Manitoba·Analysis

Getting the swab done: How Manitoba wound up with a Winnipeg COVID backlog

For nearly a month, Manitoba has been unable to keep up with the demand for COVID-19 swabs in Winnipeg, even as lab testing and contact tracing capacities increased.

Lab testing increased. Contact tracing increased. But Manitoba got caught flat-footed on the demand for a swab

Motorists are waiting up to six hours for a swab at Winnipeg’s only drive-through COVID-19 testing site on Main Street. (Lyzaville Sale/CBC)

For months, the people leading Manitoba's pandemic response have cited more testing for COVID-19 as one of the most important means of keeping the disease at bay.

"We know that through increased testing there is an increased possibility that we'll be able to build confidence — not only in the general public, but in the health officials whose guidance we must listen to — that we are not opening the door to a resurgence in COVID infections," Premier Brian Pallister said on April 16, only one month into the pandemic.

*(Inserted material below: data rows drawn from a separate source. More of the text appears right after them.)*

PR #3905, opened 2025-05-29
Update Satellite server topology diagram

aneta-petrova:

While the original request was to change some information in the existing diagram and add more information, I don't consider that feasible. Instead, I'm proposing to replace the existing complex  architecture diagrams with simpler diagrams accompanied by further explanations and lists in textual form.

Information suitable for a diagram:
* Relationships between components
* Hierarchical structure of components
* Flow of data

Information not suitable for a diagram:
* Information that needs to be scannable, like lists of ports or components
* Information that needs to be searchable, for example with full-text search
* Anything that requires a more detailed explanation, such as which plugins can be optional

With this PR, I'm including new diagrams that include information suitable for a diagram. I'm moving information not suitable for a diagram into appropriate sections as text.

~~* Drop port 8443~~
~~* Foreman talks to the Foreman Proxy on the server~~
~~* Include PostgreSQL and Redis~~
~~* Move Pulp out of the "Internal Capsule" box and put it alongside Foreman and Candlepin~~
~~* Drop the term "Isolated Capsule" in favor of "Capsule"~~
~~* Drop the term "Isolated Host" in favor of "Host"~~
~~* Add Registration to Foreman Proxy~~
~~* Drop port 8443~~

https://issues.redhat.com/browse/SAT-21492

The core reason to simplify the diagram is to improve clarity and usability. An overly complex diagram can be overwhelming, which makes it difficult for users to quickly grasp the system's essentials. By moving certain types of information to a textual format, we can make the diagram more effective at its primary job: visualizing relationships between components. The accompanying text then takes care of the secondary objective: providing specific information and detailed lists.

Existing issues that I observe in the diagram:
* The list of services is expected to change, and it will be quicker to update them as text rather than in a diagram.
* Too many arrows and crossing lines make it difficult to extract information from the old diagrams.
This is the information that I'm breaking out of the diagram and instead including it in the appropriate sections.
* The section the diagrams are included in is named "Smart Proxy networking". The current diagram tries to encompass much more than that.

#### Checklists

* [x] Foreman 3.14/Katello 4.16 (Satellite 6.17)
* [x] Foreman 3.12/Katello 4.14 (Satellite 6.16; orcharhino 7.2 on EL9 only)


aneta-petrova:
Hi @ehelms, can you please take a look at the updated diagram? I did my best to implement the suggestions from https://issues.redhat.com/browse/SAT-21492. I was unclear about these two:

> Apache is integral part of the architecture and I think it's instructive to include it so folks understand how the communication routes through it for services

I don't know where exactly to add Apache. Can you help?

> We should include PostgreSQL and Redis

For now, I added Redis only to Foreman. Should I add it to both Foreman Proxies too?

Note that this is a WIP version so the elements are not aligned properly etc. This is because I want to first make sure to collect feedback and acks on technical accuracy. Only then will I start finalizing the design itself.

aneta-petrova:
Thanks @ehelms! I added the missing components reported in the Jira. Can you please re-review? Are all the components in the appropriate places now?

In https://github.com/theforeman/foreman-documentation/pull/3905/commits/d3e37667b5ef41aa6a2a45b86a03f045ae812657, I also dropped the port numbers from the diagram and replaced them with a textual link to the section on port requirements in the Installation guide. This helps us maintain this information in one place only and in text form, which is easier. Additionally, I believe it makes the diagram itself look cleaner and less intimidating at first glance. Let me know if you have any concerns about this particular change.

ehelms:
A few notes on what we should try to show:

- I think we could drop the plugins listed inside of Foreman
- Apache should sit on top of and across Foreman, Pulp, Candlepin
- Postgresql and Redis should be outside of the Foreman Proxy

One thing our port/firewall documentation doesn't appear to do is talk about it in terms of the components in this diagram. That makes it hard to connect the diagram with the port table.

aneta-petrova:
> One thing our port/firewall documentation doesn't appear to do is talk about it in terms of the components in this diagram. That makes it hard to connect the diagram with the port table.

Is this something we tell users to do or expect them to do? To open or close ports to enable or prevent communication between the individual components? I think users are only expected to open ports as described in https://docs.theforeman.org/nightly/Installing_Server/index-katello.html#Enabling_Connections_from_a_Client_to_Server_foreman, aren't they? If so, then including details on internal communications (ports between individual components) doesn't represent any actionable items for users, which would support dropping the port numbers + reducing the number of arrows. The current diagram seems more like a jungle of arrows and numbers than a clear and useful diagram :)

ehelms:
> Is this something we tell users to do or expect them to do? To open or close ports to enable or prevent communication between the individual components? I think users are only expected to open ports as described in https://docs.theforeman.org/nightly/Installing_Server/index-katello.html#Enabling_Connections_from_a_Client_to_Server_foreman, aren't they? If so, then including details on internal communications (ports between individual components) doesn't represent any actionable items for users, which would support dropping the port numbers + reducing the number of arrows. The current diagram seems more like a jungle of arrows and numbers than a clear and useful diagram :)

Users ask these kind of questions as they like to understand what is talking to what. And I think through docs we can capture that information and prevent users raising issues or forum questions. 

A table works.

aneta-petrova:
The feedback I received internally says that this isn't the right approach either. Hopefully, after more clarification, we'll be able to fix the diagram in a way that is acceptable from both the docs and tech perspective. Until that clarification happens, I'm closing this PR.

ekohl (commented):
I was writing up a review before you closed it so I'm still going to post that.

Additional testing capacity gives Manitobans confidence "that when they move around, when they shop, they're able to do so safely," the premier continued on April 28.

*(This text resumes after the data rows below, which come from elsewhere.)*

PR #3625, opened 2025-01-29
Restructure boot disks in provisioning

Lennonka:
#### What changes are you introducing?

Splitting the boot disk intel into multiple modules and laying out a structure that is easier to follow

#### Why are you introducing these changes? (Explanation, links to references, issues, etc.)

- To make it more beginner friendly
- Following up on #3472 

#### Anything else to add? (Considerations, potential downsides, alternative solutions you have explored, etc.)

- We should consider adding more information about the boot disk types and their use cases.

#### Checklists

* [x] I am okay with my commits getting squashed when you merge this PR.
* [x] I am familiar with the [contributing](https://github.com/theforeman/foreman-documentation/blob/master/CONTRIBUTING.md) guidelines.

Please cherry-pick my commits into: N/A

PR #3472, opened 2024-11-25
Create a new guide for installer-based provisioning (1 guide of 3)

Lennonka:
#### What changes are you introducing?

Splitting _Provisioning hosts_ into 3 new guides:

1. **Provisioning machines by using an installer** - includes network boot and boot disks, which are both installer-based provisioning, plus Discovery, which also uses network boot _**<--- We are here.**_
2. Provisioning virtual machines - includes virtualization providers, image-based provisioning, and directives for installer-based provisioning if available
3. Provisioning cloud instances - includes cloud infrastructure providers and image-based provisioning only

#### Why are you introducing these changes? (Explanation, links to references, issues, etc.)

To mitigate pain points identified in [SAT-26089](https://issues.redhat.com/browse/SAT-26089) comments (public).

#### Anything else to add? (Considerations, potential downsides, alternative solutions you have explored, etc.)

- _Provisioning hosts_ will be destroyed after all 3 guides from above will have been created.
- I've removed `_{context}` where it was needed for module reuse. Unfortunately, these changes were extensive to make the build work and this PR is as small as it gets.
- Currently, I am only modifying the structure. Further, detailed improvements will be done in subsequent PRs. Therefore, the new guide is terminologically inconsistent.
  **Reviewers, please, focus on the title and heading structure in this PR.** The rest of the affected guides are just link updates. Using preview first is highly recommended.
- Will require updates of documentation links in the web UI.

#### Checklists

* [x] I am okay with my commits getting squashed when you merge this PR.
* [x] I am familiar with the [contributing](https://github.com/theforeman/foreman-documentation/blob/master/CONTRIBUTING.md) guidelines.

Please cherry-pick my commits into: N/A - for Foreman 3.14

PR #3922, opened 2025-06-10
Incorporate improvements to original provisioning

Lennonka:

Adding provisioning improvements to the original _Provisioning hosts_ guide that can be reused from other PRs: #3472, #3608, #3625
In particular:

- Splitting the chapter _Configuring provisioning resources_ into multiple, more structured chapters per a set of resources _Prepare `<resource set>`_ to make them more findable.
- Moving security settings to the chapter _Security settings_
- Splitting the chapter _Using PXE to provision host_ into _Using network boot to provision hosts_ and _Using boot disks to provision hosts_.
- Moving the chapter _Using iPXE_ under _Using network boot_.
- Removing an outdated initialization script appendix.
- ~~Replacing host destruction on VM deletion procedure with a warning snippet.~~ moved to #3937 

- We've decided to move in a different direction with the guide split. We'll create content journeys to decide whether and how the guide should be split. In the mean time, we would like to deliver smaller improvements.
- These improvements should help make the guide more beginner friendly.

- Using **preview** to get the general idea of the suggested structure is highly recommended.
- We don't have to use all of them in case they aren't helpful.
- Dropping the _Provisioning with installer_ guide in #3923 
- **Target version: 3.16**

#### Checklists


guides/common/modules/snip_warning-destroy-vm-on-host-delete.adoc
```diff
@@ -0,0 +1,8 @@
+[WARNING]
+====
+By default, if a host entry that is associated with a virtual machine is deleted, the virtual machine will remain on the compute resource.
```
apinnick, line 3:
```suggestion
By default, deleting a host entry associated with a virtual machine does not delete the virtual machine on the compute resource.
```
Suggestion for removing passive voice and future tense.

guides/common/modules/snip_warning-destroy-vm-on-host-delete.adoc
```diff
@@ -0,0 +1,8 @@
...
+
+If you want {Project} to destroy virtual machines on the compute resource when the associated host entry is deleted, navigate to *Administer* > *Settings* > *Provisioning* and set the *Destroy associated VM on host delete* setting to *Yes*.
+
+To avoid destroying virtual machines in this situation, disassociate the virtual machine from {Project} without removing it from the compute resource or keep the setting set to *No*.
```
apinnick, line 7: I don't think you need this sentence because you have already explained the default behavior.

Lennonka:
Description updated. cc @apinnick Anything that's missing?

guides/common/modules/snip_warning-destroy-vm-on-host-delete.adoc
Lennonka: A small suggestion:
```suggestion
By default, deleting a host entry associated with a virtual machine does not destroy the virtual machine on the compute resource.
```

Lennonka:
Rebased.

stejskalleos (approved):
LGTM, haven't found any issues, but the final ack should be done by DOC person who understands the guide structures better than I do.

ekohl (commented):
Some things that come to mind. Many of these weren't changed by you here, but I'm going to dump them. Feel free to split them off to some other issue because it may be more of the start of a content journey.

Looking at the foreman-el build first. Note I only got to the point of Provisioning VMs on libvirt.

# Supported cloud providers

https://theforeman-foreman-documentation-preview-pr-3922.surge.sh/nightly/Provisioning_Hosts/index-foreman-el.html#supported-cloud-providers

Should each entry link to the "Provisioning cloud instances on X" chapter we have?

# Supported virtualization infrastructures

https://theforeman-foreman-documentation-preview-pr-3922.surge.sh/nightly/Provisioning_Hosts/index-foreman-el.html#supported-virtualization-infrastructures

Same as above for cloud providers.

# Preparing provisioning content

https://theforeman-foreman-documentation-preview-pr-3922.surge.sh/nightly/Provisioning_Hosts/index-foreman-el.html#preparing-provisioning-content

It lists Lorax Composer image as the first entry, but I think this isn't the primary way users provision. I'd suggest to move this lower. Installation medium is something you need to set up first anyway. It's also something that is only going to work if you use Anaconda so it must be used in combination with the Red Hat OS family installer setups.

# Preparing client platforms

https://theforeman-foreman-documentation-preview-pr-3922.surge.sh/nightly/Provisioning_Hosts/index-foreman-el.html#preparing-client-platforms

I don't like that we have many procedures that are essentially all the same. Creating Debian 12 & 11 and Ubuntu 24.04 & 22.04 are effectively all the same, just different on what you need to fill in where.

I know you didn't change this, but could we have a single "Creating operating system" procedure and then an appendix with a table that tells users what they can fill in?

# Facts and NIC filtering

https://theforeman-foreman-documentation-preview-pr-3922.surge.sh/nightly/Provisioning_Hosts/index-foreman-el.html#facts-and-nic-filtering_provisioning

Why is this in the provisioning guide? IMHO this belongs in the administration guide.

# Optimizing performance by removing NICs from database

https://theforeman-foreman-documentation-preview-pr-3922.surge.sh/nightly/Provisioning_Hosts/index-foreman-el.html#facts-and-nic-filtering_provisioning

Same as `Facts and NIC filtering` above: belongs in the admin guide.

# Options in managed DHCPv4

https://theforeman-foreman-documentation-preview-pr-3922.surge.sh/nightly/Provisioning_Hosts/index-foreman-el.html#options-in-managed-dhcpv4

This belongs in the Integrating provisioning services guide.

I'd argue we can drop the whole chapter because it's already covered by https://docs.theforeman.org/nightly/Integrating_Provisioning_Infrastructure_Services/index-foreman-el.html#configuring-tftp-integration.

# Options in unmanaged DHCPv6

https://theforeman-foreman-documentation-preview-pr-3922.surge.sh/nightly/Provisioning_Hosts/index-foreman-el.html#options-in-unmanaged-dhcpv6

Similar to DHCPv4 this needs to be moved to the Integrating provisioning services guide.

# Prerequisites for image-based provisioning

https://theforeman-foreman-documentation-preview-pr-3922.surge.sh/nightly/Provisioning_Hosts/index-foreman-el.html#Prerequisites_for_Image_Based_Provisioning_provisioning

> Images that use the finish post-boot configuration scripts require a managed DHCP server, for example, your Foreman server or Smart Proxy servers. The host must be created with a subnet associated with a DHCP Smart Proxy, and the IP address of the host must be a valid IP address from the DHCP range.

Is this really true? If you assign static IP addresses then I'd expect it to work without DHCP.

In fact, various compute resources actually provide the IP address and it can't work with DHCP. This whole chapter needs a thorough review because it looks factually wrong.

# Multiple subnets or domains using installer

https://theforeman-foreman-documentation-preview-pr-3922.surge.sh/nightly/Provisioning_Hosts/index-foreman-el.html#Multiple_Subnets_or_Domains_Using_Installer_provisioning

Needs to move to the new Integrating provisioning services guide.

# DNS options for network configuration

https://theforeman-foreman-documentation-preview-pr-3922.surge.sh/nightly/Provisioning_Hosts/index-foreman-el.html#DNS_Options_For_Network_Configuration_provisioning

Needs to be integrated into the new Integrating provisioning services guide. I think it's already largely redundant, possibly completely.

# TFTP options for network configuration

Needs to be dropped since it's already covered by the new Integrating provisioning services guide.

# Changing the provisioning password hashing algorithm

https://theforeman-foreman-documentation-preview-pr-3922.surge.sh/nightly/Provisioning_Hosts/index-foreman-el.html#Changing_the_Provisioning_Password_Hashing_Algorithm_provisioning

I think we should mention that SHA512 is recommended since EL5 and became default in EL6. Lowering it to SHA256 will lower security, not raise it. Since Foreman 3.12 the default changed from SHA256 to SHA512. Note it didn't update existing operating systems on upgrade.

Quoting https://github.com/theforeman/foreman/commit/e2dee7d6f7ffb505d317ca1b205f302ccd622063

> SHA256 is no longer considered supported and is prohibitted (sic) by some policies

So I think we should drop this chapter.

# Using network boot to provision hosts

https://theforeman-foreman-documentation-preview-pr-3922.surge.sh/nightly/Provisioning_Hosts/index-foreman-el.html#using-network-boot-to-provision-hosts

This lists all the various ways to set up Secure Boot, but can't we just point to Configuring Smart Proxy for Secure Boot and provide the table there.

Note that all the procedures there are written are for the **admin** persona, not a user persona. Because of that you could argue it should move to the new Integrating provisioning services guide and then be listed as a prerequisite.

# Using boot disks to provision hosts

https://theforeman-foreman-documentation-preview-pr-3922.surge.sh/nightly/Provisioning_Hosts/index-foreman-el.html#using-boot-disks-to-provision-hosts

In upstream we don't ship the bootdisk plugin by default and this procedure misses instructions to enable it. In Satellite it's enabled by default so there it isn't an issue.

# Provisioning virtual machines on KVM (libvirt)

https://theforeman-foreman-documentation-preview-pr-3922.surge.sh/nightly/Provisioning_Hosts/index-foreman-el.html#Provisioning_Virtual_Machines_on_KVM_kvm-provisioning

I don't like the focus on KVM. In Foreman we always talk about libvirt, not KVM. KVM is an internal implementation detail.

It's also confusing that in the prerequisites there's:

> Optional: The examples in these procedures use the root user for KVM. If you want to use a non-root user on the KVM server, you must add the user to the libvirt group on the KVM server:

But this is only required if libvirt is on the same machine as Foreman.

For upstream it's also missing the instruction to install the libvirt compute resource. You can use the same procedure as "Installing VMware plugin" but the command is `foreman-installer --enable-foreman-compute-libvirt`.

> Configuring Foreman server for KVM connections

This should be rephrased to mention it's only for adding **remote** libvirt connections. It's not needed if libvirt is on the same system.

guides/doc-Provisioning_Hosts/master.adoc
```diff
@@ -17,17 +17,25 @@ endif::[]
...
 include::common/assembly_introduction-to-provisioning.adoc[leveloffset=+1]
 
-include::common/assembly_configuring-provisioning-resources.adoc[leveloffset=+1]
+include::common/assembly_preparing-provisioning-content.adoc[leveloffset=+1]
+
+include::common/assembly_preparing-client-platforms.adoc[leveloffset=+1]
+
+include::common/assembly_preparing-templates-for-provisioning.adoc[leveloffset=+1]
 
 include::common/assembly_preparing-networking.adoc[leveloffset=+1]
```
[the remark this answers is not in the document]
ekohl: Possibly. Long term you could say that networking becomes more and more a prerequisite that an admin needs to address and it makes sense to list prerequisites first.

AkshayGadhaveRH (commented):
Only a couple observations, otherwise LGTM!

Lennonka:
> Some things that come to mind. Many of these weren't changed by you here, but I'm going to dump them. Feel free to split them off to some other issue because it may be more of the start of a content journey.

@ekohl FYI, I've filed sub-issues for each of your reported issues under #4015 

I propose to merge this PR as is and work on those issues in following PRs.

guides/doc-Provisioning_Hosts/master.adoc
```diff
@@ -17,17 +17,25 @@ endif::[]
...
 
-include::common/assembly_using-pxe-to-provision-hosts.adoc[leveloffset=+1]
+include::common/assembly_security-settings.adoc[leveloffset=+1]
 
-include::common/assembly_using-ipxe-to-reduce-provisioning-times.adoc[leveloffset=+1]
+include::common/modules/con_provisioning-contexts.adoc[leveloffset=+1]
 
-include::common/assembly_discovering-hosts-on-a-network.adoc[leveloffset=+1]
+include::common/modules/proc_setting-the-provisioning-context.adoc[leveloffset=+2]
```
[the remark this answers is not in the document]
Lennonka: That's reasonable. I'll do this in this PR.

Lennonka:
Rebased.

Lennonka:
Is anyone against merging this?

I'm not sure what to do about testing. Probably not everything at once, right?

maximiliankolb (approved):
Thanks Lena, this is a great improvement!

shubhamsg199 (approved):
Ack, LGTM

Five months later, Manitoba has vastly increased the number of genetic tests that can be processed in a given day. Cadham Provincial Lab and private laboratory service Dynacare have the combined capacity to process around 2,600 to 2,800 tests per day, various officials have stated over the past two months.

That's shy of the 3,000 daily tests Pallister set out as a target on April 28, but a vast improvement over where Manitoba was in April.

The problem is there is a logjam right now in Winnipeg that has little to do with lab capacity. 

For nearly a month, Manitoba has been unable to keep up with the demand for COVID-19 swabs in Winnipeg, where cases of the disease have spiked as a result of more widespread community transmission.

The bottleneck exists at the start of the testing process. Winnipeggers have been forced to wait in lines or in their cars for hours for a COVID-19 swab at one of five sampling stations.

Winnipeggers have complained about the time it takes for staff to collect their personal information at these sites, the relatively short hours of operation and, of course, the wait itself.

A deterrent to testing

The severe inconvenience of getting tested has become a deterrent to testing. 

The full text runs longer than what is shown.